1. What is already known about this topic?

A minority of patients with evidence of severe eosinophilic asthma do not respond adequately to eosinophil directed anti-IL5/5R therapies. In addition to targeting eosinophil chemotaxis, dupilumab targets other potentially relevant IL-13 pathways that may be clinically important in this subgroup. It is unclear whether a switch to dupilumab leads to improved clinical outcomes in this cohort.

2. What does this article add to our knowledge?

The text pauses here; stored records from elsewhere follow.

Issue #1121, opened 2015-12-08
Usage of field set to null as value source leads to somewhat cryptic error


estrizhok:
Consider the following code snippet.

```csharp
  public class TestClassFour
  {
    private static string sourceFour = "Rumpelstilzchen";
    public static string sourceFive = null;

    [Test]
    public void Four([ValueSource("sourceFour")] char source)
    {
      Assert.AreNotSame("z", source);
    }

    [Test]
    public void Five([ValueSource("sourceFive")] string source)
    {
      Assert.AreEqual("Argentina", source);
    }
  }
```
If one attempts to run tests from such class, he will encounter the following issues:

1. An error being reported is not user friendly enough.

> An exception was thrown while loading the test.
> System.NullReferenceException: Object reference not set to an instance of an object.
>   at NUnit.Framework.Internal.Builders.ParameterDataProvider.GetDataFor(IParameterInfo parameter)
>   at NUnit.Framework.CombiningStrategyAttribute.BuildFrom(IMethodInfo method, Test suite)
>   at NUnit.Framework.Internal.Builders.DefaultTestCaseBuilder.BuildFrom(IMethodInfo method, Test parentSuite)
>   at NUnit.Framework.Internal.Builders.NUnitTestFixtureBuilder.BuildTestCase(IMethodInfo method, TestSuite suite)
>   at NUnit.Framework.Internal.Builders.NUnitTestFixtureBuilder.AddTestCasesToFixture(TestFixture fixture)
>   at NUnit.Framework.Internal.Builders.NUnitTestFixtureBuilder.BuildFrom(ITypeInfo typeInfo)
>   at NUnit.Framework.Internal.Builders.DefaultSuiteBuilder.BuildFrom(ITypeInfo typeInfo)

2. Test cases from perfectly valid value source are not discovered and cannot be run until the error is fixed.

rprouse:
Thanks for the report. It looks pretty serious, but should be fairly easy to fix.

rprouse:
Fixed by PR #1184

PR #1184, opened 2016-01-09
#1121 : ValueSourceAttribute.GetDataSource should throw instead of return null

alfeg:
My attempt to fix bug #1121.

### DIFF
--- a/src/NUnitFramework/tests/Attributes/ValueSourceTests.cs
+++ b/src/NUnitFramework/tests/Attributes/ValueSourceTests.cs
@@ -24,7 +24,11 @@
 using System;
 using System.Collections;
 using System.Collections.Generic;
+using System.Diagnostics;
+using NUnit.Framework.Compatibility;
 using NUnit.Framework.Interfaces;
+using NUnit.Framework.Internal;
+using NUnit.Framework.Internal.Builders;
 using NUnit.TestUtilities;
 
 namespace NUnit.Framework.Attributes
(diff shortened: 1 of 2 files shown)


src/NUnitFramework/tests/Attributes/ValueSourceTests.cs
```diff
@@ -168,6 +172,52 @@ public static IEnumerable<int> IntegerProvider()
...
+            var parameters = method.GetParameters();
+
+            foreach (var parameter in parameters)
+            {
+                var dataSource = parameter.GetCustomAttributes<IParameterDataSource>(false)[0];
+
+                Assert.Throws<InvalidDataSourceException>(() =>
+                {
+                    var data = dataSource.GetData(parameter);
+                    Assert.IsNotNull(data);
```
rprouse: I am assuming that the GetData is the line that throws, so is the Assert.IsNotNull necessary?

rprouse:
Very minor comment on my part. This looks good, it just needs a second team member to review.

@CharliePoole, this is easiest to review ignoring whitespace with `?w=1`

alfeg:
I'm not sure that those fix is enough. 

It's still easy to break test suite with non-enumerable values. Like:

``` csharp
public static int NonEnumerable = 1
```

```
1) Invalid : NUnit.Framework.Attributes.ValueSourceTests
System.InvalidCastException: Unable to cast object of type 'System.Int32' to type 'System.Collections.IEnumerable'.
   at NUnit.Framework.ValueSourceAttribute.GetDataSourceValue(MemberInfo[] members) in D:\tmp\nunit\src\NUnitFramework\framework\Attributes\ValueSourceAttribute.cs:line 131
   at NUnit.Framework.ValueSourceAttribute.GetDataSource(IParameterInfo parameter) in D:\tmp\nunit\src\NUnitFramework\framework\Attributes\ValueSourceAttribute.cs:line 111
   at NUnit.Framework.ValueSourceAttribute.GetData(IParameterInfo parameter) in D:\tmp\nunit\src\NUnitFramework\framework\Attributes\ValueSourceAttribute.cs:line 93
   at NUnit.Framework.Internal.Builders.ParameterDataSourceProvider.GetDataFor(IParameterInfo parameter) in D:\tmp\nunit\src\NUnitFramework\framework\Internal\Builders\ParameterDat
aSourceProvider.cs:line 67
   at NUnit.Framework.CombiningStrategyAttribute.BuildFrom(IMethodInfo method, Test suite) in D:\tmp\nunit\src\NUnitFramework\framework\Attributes\CombiningStrategyAttribute.cs:lin
e 142
```

Maybe there is also should be a check for object is IEnumerable?

rprouse:
I'm not sure we need to go so far as to check that the source is IEnumerable. If you do, you will just display an error. Personally, I think the error you show above is valid since it is an invalid test and therefore should stop the test run. In issue #1121, we want to carry on with the test run because a null or empty collection could be valid depending on where the data is coming from. The example you give above is just an invalid test that can never work.

rprouse:
This has been out there too long. I am going to merge this before merge conflicts start creeping in. It is a small and well tested change.

Thanks for the contribution.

This is the first report of the extended 2-year response to dupilumab in patients with SEA failing to respond adequately to anti-IL5/5R therapies. We report clinically significant improvements in the majority of patients including the ability to achieve clinical remission in over 40%. A higher pre-biologic FeNO was observed in the patients achieving clinical remission with dupilumab following a failure of anti-IL5/5R therapies, pointing to an IL-13 dominant sub-phenotype of T2-high asthma in which targeting the eosinophil appears less clinically relevant.

3. How does this study impact current management guidelines?

This analysis highlights that many non-responders to anti-IL-5/5R treatment can go on to achieve clinical remission following a switch to dupilumab. Clinicians should be encouraged to assess FeNO when considering the likely benefit of switching from anti-IL5/5R therapies to dupilumab.